## Exercise brief
Only the lines from the one containing "### LINKED ISSUE" through the final line of the material below should be output, exactly as they stand.

(Provided data Opens)

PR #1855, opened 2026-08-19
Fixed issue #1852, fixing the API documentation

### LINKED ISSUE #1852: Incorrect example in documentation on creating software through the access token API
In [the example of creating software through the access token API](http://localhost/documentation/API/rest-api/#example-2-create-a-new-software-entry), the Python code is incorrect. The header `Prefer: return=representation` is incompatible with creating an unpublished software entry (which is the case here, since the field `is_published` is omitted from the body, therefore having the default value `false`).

(Provided data Closes)

## Answer box
### LINKED ISSUE #1852: Incorrect example in documentation on creating software through the access token API
In [the example of creating software through the access token API](http://localhost/documentation/API/rest-api/#example-2-create-a-new-software-entry), the Python code is incorrect. The header `Prefer: return=representation` is incompatible with creating an unpublished software entry (which is the case here, since the field `is_published` is omitted from the body, therefore having the default value `false`).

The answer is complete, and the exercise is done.